PREMORBID CHARACTERSITICS

Individuals who sustain repeated head injuries sometimes have a history of emotional, impulse, and educational difficulties. Some individuals suffer head injuries because of reduced functional capabilities and thus place themselves in dangerous situations, drive recklessly, and so on. In fact it has been reported that as many as 50% of head injured individuals have a history of poor premorbid academic performance, including learning disabilities, school drop out, multiple failed subjects, as well as social difficulties (Fahy et al. 1967; Fuld & Isher, 1977; Haas et al. 2017; Miller 1993).

The finding that many head, and even spinal injured patients (Morris, Roth & Davidoff, 2016) have also suffered previous cerebral traumas has led some investigators to suggest that these individuals have a life style which seems to predispose them to violence and injuries to the cranium (Tobis et al., 1982). As suggested by Haas et al., (2017), this relationship may be due to poor attention span, distractability, limited frustation tolerance, poor judgement, impulsivity, difficulty anticipating consequences, perceptual-motor abnormalities, etc. all of which makes these individuals more susceptible for being involved in an auto accident. However, it is also possible that once someone has a head injury, due to subsequent decreases in overall functional efficiency, that they are less likely to avoid situations where a second (or third) injury may occur.

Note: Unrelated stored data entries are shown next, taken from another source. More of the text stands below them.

PR #371, opened 2020-07-03
Account: move more instances of 'Ethereum provider' to wallet terminology

sohkai:
Updates a few areas missed in #358.


rperez89:
> Updates a few areas missed in #358.

could we merge this one?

Life style and premorbid social-emotional stability are in fact important contributors to the possibility of suffering a head trauma. For example, chronic alcoholics are especially susceptible to cerebral injury (Bennett, 1969; Miller 1993). It has also been reported many head injured patients have suffered a bout of depression or other emotional disturbances (e.g. fight with a girlfriend) immediately prior to their injury (Tobis et al. 1982).

Overall, the individuals most at risk for suffering a head injury at some point in time are young males (Teasdale 1995), particularly those with a history of learning disability, alcohol abuse, social-emotional difficulties, and previous head trauma. Indeed, males are twice as likely to suffer head injuries as females and also more likely than females to engage in "risky" and "macho" behaviors, which of course puts them at the greatest risk. Conversely, it is also males who are more likely to downplay the significance of their injury and who will display the most resistance to rehabilitation, and in particular, psychotherapy.